*What is expected:* Once the line with "- Introduce (optional)" is found in the data, output it and each following line exactly, up to and including the line with "Hello Apache Struts Team.", and nothing before or after.

Stored items:
<<<<
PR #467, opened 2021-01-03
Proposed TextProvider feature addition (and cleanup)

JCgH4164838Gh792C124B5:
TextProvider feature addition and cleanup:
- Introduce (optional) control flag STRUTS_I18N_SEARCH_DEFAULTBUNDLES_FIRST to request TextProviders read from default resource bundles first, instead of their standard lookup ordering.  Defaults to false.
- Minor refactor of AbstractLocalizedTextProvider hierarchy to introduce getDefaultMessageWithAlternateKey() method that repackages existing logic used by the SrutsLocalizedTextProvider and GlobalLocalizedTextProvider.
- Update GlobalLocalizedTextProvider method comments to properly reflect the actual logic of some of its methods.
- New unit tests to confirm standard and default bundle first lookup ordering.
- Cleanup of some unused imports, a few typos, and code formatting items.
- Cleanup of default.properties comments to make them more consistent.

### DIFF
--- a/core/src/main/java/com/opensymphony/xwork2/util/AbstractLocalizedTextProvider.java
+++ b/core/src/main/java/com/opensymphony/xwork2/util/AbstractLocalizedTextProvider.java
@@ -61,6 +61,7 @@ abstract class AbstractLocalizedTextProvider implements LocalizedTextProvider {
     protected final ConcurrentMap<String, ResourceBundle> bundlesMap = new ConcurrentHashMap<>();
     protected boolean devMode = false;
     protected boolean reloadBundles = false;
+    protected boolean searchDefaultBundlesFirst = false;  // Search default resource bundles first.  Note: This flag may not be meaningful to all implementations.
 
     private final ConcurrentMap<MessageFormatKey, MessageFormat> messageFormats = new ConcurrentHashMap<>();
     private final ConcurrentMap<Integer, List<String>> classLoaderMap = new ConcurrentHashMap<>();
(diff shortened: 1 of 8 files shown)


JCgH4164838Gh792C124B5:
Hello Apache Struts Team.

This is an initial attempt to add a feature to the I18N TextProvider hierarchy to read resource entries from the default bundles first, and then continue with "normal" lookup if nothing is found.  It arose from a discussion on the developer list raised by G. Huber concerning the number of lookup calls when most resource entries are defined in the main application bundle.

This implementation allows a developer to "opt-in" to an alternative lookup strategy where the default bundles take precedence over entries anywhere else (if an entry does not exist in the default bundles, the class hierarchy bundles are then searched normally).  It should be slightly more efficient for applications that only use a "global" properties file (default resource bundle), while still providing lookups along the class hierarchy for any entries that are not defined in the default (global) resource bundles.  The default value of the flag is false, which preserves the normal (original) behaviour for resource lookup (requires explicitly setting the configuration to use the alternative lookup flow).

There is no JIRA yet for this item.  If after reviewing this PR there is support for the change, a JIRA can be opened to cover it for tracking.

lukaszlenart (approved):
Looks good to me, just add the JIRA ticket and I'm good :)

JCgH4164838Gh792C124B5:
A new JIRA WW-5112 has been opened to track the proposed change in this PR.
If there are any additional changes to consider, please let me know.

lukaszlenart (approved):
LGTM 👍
>>>>
<<<<
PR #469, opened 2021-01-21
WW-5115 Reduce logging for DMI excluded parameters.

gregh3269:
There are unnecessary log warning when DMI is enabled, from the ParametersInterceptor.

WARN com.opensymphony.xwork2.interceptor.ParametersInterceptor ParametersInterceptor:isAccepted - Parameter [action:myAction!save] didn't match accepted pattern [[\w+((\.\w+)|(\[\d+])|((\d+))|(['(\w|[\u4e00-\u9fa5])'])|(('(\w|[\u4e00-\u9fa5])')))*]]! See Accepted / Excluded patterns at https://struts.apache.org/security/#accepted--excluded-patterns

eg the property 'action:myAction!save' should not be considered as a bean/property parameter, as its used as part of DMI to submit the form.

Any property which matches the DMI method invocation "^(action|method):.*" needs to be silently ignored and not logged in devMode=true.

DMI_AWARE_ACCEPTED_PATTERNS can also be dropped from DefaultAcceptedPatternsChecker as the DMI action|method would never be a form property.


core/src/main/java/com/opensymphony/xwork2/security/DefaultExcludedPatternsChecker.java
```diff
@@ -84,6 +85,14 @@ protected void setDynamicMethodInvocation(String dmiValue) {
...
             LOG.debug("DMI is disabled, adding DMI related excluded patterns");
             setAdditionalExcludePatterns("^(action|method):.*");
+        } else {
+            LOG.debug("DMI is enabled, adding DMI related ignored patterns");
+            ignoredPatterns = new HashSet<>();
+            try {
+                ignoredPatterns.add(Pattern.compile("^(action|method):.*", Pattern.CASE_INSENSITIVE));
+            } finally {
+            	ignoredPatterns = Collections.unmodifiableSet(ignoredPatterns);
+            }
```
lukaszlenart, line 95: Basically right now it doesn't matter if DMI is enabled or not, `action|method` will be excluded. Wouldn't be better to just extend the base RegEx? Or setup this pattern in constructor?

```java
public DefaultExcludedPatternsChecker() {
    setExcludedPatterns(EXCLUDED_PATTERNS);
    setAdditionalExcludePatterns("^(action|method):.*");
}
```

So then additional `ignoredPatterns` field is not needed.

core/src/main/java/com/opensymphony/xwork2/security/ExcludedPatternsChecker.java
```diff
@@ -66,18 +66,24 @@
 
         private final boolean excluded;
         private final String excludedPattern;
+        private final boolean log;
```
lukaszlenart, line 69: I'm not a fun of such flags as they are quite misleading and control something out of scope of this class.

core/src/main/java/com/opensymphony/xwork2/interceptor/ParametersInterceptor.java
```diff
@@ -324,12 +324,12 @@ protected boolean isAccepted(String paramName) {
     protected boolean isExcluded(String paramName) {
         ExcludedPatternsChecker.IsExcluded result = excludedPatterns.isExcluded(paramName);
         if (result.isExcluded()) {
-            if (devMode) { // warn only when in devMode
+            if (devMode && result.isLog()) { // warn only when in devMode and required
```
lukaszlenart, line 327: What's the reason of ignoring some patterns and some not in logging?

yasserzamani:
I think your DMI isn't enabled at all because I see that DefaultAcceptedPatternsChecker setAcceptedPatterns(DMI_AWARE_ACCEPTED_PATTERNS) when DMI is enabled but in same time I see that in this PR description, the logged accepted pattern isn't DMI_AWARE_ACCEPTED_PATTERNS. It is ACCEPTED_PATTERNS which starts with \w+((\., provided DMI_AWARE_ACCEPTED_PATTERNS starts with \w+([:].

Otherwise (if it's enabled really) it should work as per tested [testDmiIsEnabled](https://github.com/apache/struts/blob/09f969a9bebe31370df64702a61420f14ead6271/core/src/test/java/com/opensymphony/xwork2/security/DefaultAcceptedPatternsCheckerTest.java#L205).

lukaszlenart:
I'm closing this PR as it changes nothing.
>>>>
*Written reply:*
- Introduce (optional) control flag STRUTS_I18N_SEARCH_DEFAULTBUNDLES_FIRST to request TextProviders read from default resource bundles first, instead of their standard lookup ordering.  Defaults to false.
- Minor refactor of AbstractLocalizedTextProvider hierarchy to introduce getDefaultMessageWithAlternateKey() method that repackages existing logic used by the SrutsLocalizedTextProvider and GlobalLocalizedTextProvider.
- Update GlobalLocalizedTextProvider method comments to properly reflect the actual logic of some of its methods.
- New unit tests to confirm standard and default bundle first lookup ordering.
- Cleanup of some unused imports, a few typos, and code formatting items.
- Cleanup of default.properties comments to make them more consistent.

### DIFF
--- a/core/src/main/java/com/opensymphony/xwork2/util/AbstractLocalizedTextProvider.java
+++ b/core/src/main/java/com/opensymphony/xwork2/util/AbstractLocalizedTextProvider.java
@@ -61,6 +61,7 @@ abstract class AbstractLocalizedTextProvider implements LocalizedTextProvider {
     protected final ConcurrentMap<String, ResourceBundle> bundlesMap = new ConcurrentHashMap<>();
     protected boolean devMode = false;
     protected boolean reloadBundles = false;
+    protected boolean searchDefaultBundlesFirst = false;  // Search default resource bundles first.  Note: This flag may not be meaningful to all implementations.
 
     private final ConcurrentMap<MessageFormatKey, MessageFormat> messageFormats = new ConcurrentHashMap<>();
     private final ConcurrentMap<Integer, List<String>> classLoaderMap = new ConcurrentHashMap<>();
(diff shortened: 1 of 8 files shown)


JCgH4164838Gh792C124B5:
Hello Apache Struts Team.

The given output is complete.